Closer to this project, Tim O’Reilly believed in “the little Lint book” when it was just a sample chapter, enabling my early entry into the circle of O’Reilly authors. Years later, Mike Loukides encouraged me to keep trying to find a Java book idea that both he and I could work with. And he stuck by me when I kept falling behind the deadlines. Mike also read the entire manuscript and made many sensible comments, some of which brought flights of fancy down to earth. Jessamyn Read turned many faxed and emailed scratchings of dubious legibility into the quality illustrations you see in this book. And many, many other talented people at O’Reilly & Associates helped put this book into the form in which you now see it.

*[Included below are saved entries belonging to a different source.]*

PR #1381, opened 2026-05-07
fix(community-themes): only request theme CSS for themed communities

max-moser:
Previously, the community base template *always* requested the community theme CSS, regardless of the community actually being themed or not.
For un-themed communities, this resulted in unnecessary requests with zero-length responses.

This PR requests community theme CSS only if the community has a theme set.


Samk13 (approved):

fenekku (approved):
🙏 we kept putting off fixing this on our side for other tickets. Thanks for taking care of it!

PR #1395, opened 2026-06-23
Removing `partial()` calls in marshmallow schemas

max-moser:
Based on @sakshamarora1 's PR https://github.com/inveniosoftware/invenio-communities/pull/1388 but without the schema registry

I also must thank my reviewers, first and foremost my dear wife Betty Cerar, who may still think Java is some kind of caffeinated beverage that I drink while programming, but whose passion for clear expression and correct grammar has benefited much of my writing. Jonathan Knudsen, Andy Oram, and David Flanagan commented on the outline when it was little more than a list of chapters and recipes, and yet were able to see the kind of book it could become, and to suggest ways to make it better. Learning Tree instructor Jim Burgess read most of the book with a very critical eye on locution, formulation, and code. Bil Lewis and Mike Slinn () made helpful comments on multiple drafts of the book. Ron Hitchens () and Marc Loy carefully read the entire final draft. Editor Sue Miller helped shepherd the manuscript through the somewhat energetic final phases of production. Sarah Slocombe read the XML chapter in its entirety and made many lucid suggestions, though unfortunately time did not permit me to include all of them. Each of these people made this book better in many ways, particularly by suggesting additional recipes or revising existing ones. Any faults that remain are surely my own.

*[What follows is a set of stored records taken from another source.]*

PR #1398, opened 2026-07-06
fix(members): debounce user/group search in invitation and share modals

slint:
* Search fired one request per keystroke; now debounced (500ms).
* Cancel in-flight requests so stale responses don't overwrite newer
  results, and clean up on unmount.

### DIFF
--- a/invenio_communities/assets/semantic-ui/js/invenio_communities/members/invitations/invitationsModal/MemberSearchBar.js
+++ b/invenio_communities/assets/semantic-ui/js/invenio_communities/members/invitations/invitationsModal/MemberSearchBar.js
@@ -8,6 +8,7 @@ import PropTypes from "prop-types";
 import React, { Component } from "react";
 import { Image, withCancel } from "react-invenio-forms";
 import { Dropdown, Grid, Header } from "semantic-ui-react";
+import _debounce from "lodash/debounce";
 import _truncate from "lodash/truncate";
 
 export class MembersSearchBar extends Component {
@@ -138,12 +139,20 @@ export class MembersSearchBar extends Component {
     handleChange(selectedMembers);
   };
 
-  onSearchChange = async (event, { searchQuery }) => {
+  componentWillUnmount() {
+    this.onSearchChange.cancel();
+    this.cancellableSuggestions?.cancel();
+  }
+
+  onSearchChange = _debounce(async (event, { searchQuery }) => {
     const { fetchMembers } = this.props;
+    // cancel in-flight requests so stale responses don't overwrite newer ones
+    this.cancellableSuggestions?.cancel();
+    const cancellableSuggestions = withCancel(fetchMembers(searchQuery));
+    this.cancellableSuggestions = cancellableSuggestions;
     try {
       this.setState({ isFetching: true });
 
-      const cancellableSuggestions = withCancel(fetchMembers(searchQuery));
       const suggestions = await cancellableSuggestions.promise;
       this.setState({
         isFetching: false,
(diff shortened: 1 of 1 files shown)


invenio_communities/assets/semantic-ui/js/invenio_communities/members/invitations/invitationsModal/MemberSearchBar.js
```diff
@@ -138,26 +139,34 @@ export class MembersSearchBar extends Component {
...
         error: false,
       });
     } catch (e) {
+      if (e === "UNMOUNTED") return;
       console.error(e);
       this.setState({
         isFetching: false,
         error: true,
       });
     }
```
OliverGeneser, line 174: nit; we could clean up the state a bit by restting the reference after the promise settles. 
```finally { this.cancelableSuggestions = null; }```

I’ve used a variety of tools and operating systems in preparing, compiling, and testing the book. The developers of OpenBSD (http://www.openbsd.org), “the proactively secure Unix-like system,” deserve thanks for making a stable and secure Unix clone that is also closer to traditional Unix than other freeware systems. I used the vi editor (vi on OpenBSD and vim on MS-Windows) while inputting the original manuscript in XML, and Adobe FrameMaker to format the documents. Each of these is an excellent tool in its own way. If you’re wondering how I got from XML to Frame, the answer will be given in Chapter 21.

No book on Java would be complete without a quadrium[4] of thanks to James Gosling for inventing the first Unix Emacs, the sc spreadsheet, the NeWS window system, and Java. Thanks also to his employer Sun Microsystems (NASDAQ SUNW) for creating not only the Java language but an incredible array of Java tools and API libraries freely available over the Internet.

Thanks to Tom and Nathan, for the Perl Cookbook. Without them I might never have come up with the format for this book.

Willi Powell of Apple Canada provided MacOS X access.

Thanks to the Tim Horton’s Donuts in Bolton, Ontario for great coffee and for not enforcing the 20-minute table limit on the weird guy with the computer.

To each and every one of you, my sincere thanks.



[4] It’s a good thing he only invented four major technologies, not five, or I’d have to rephrase that to avoid infringing on an Intel trademark.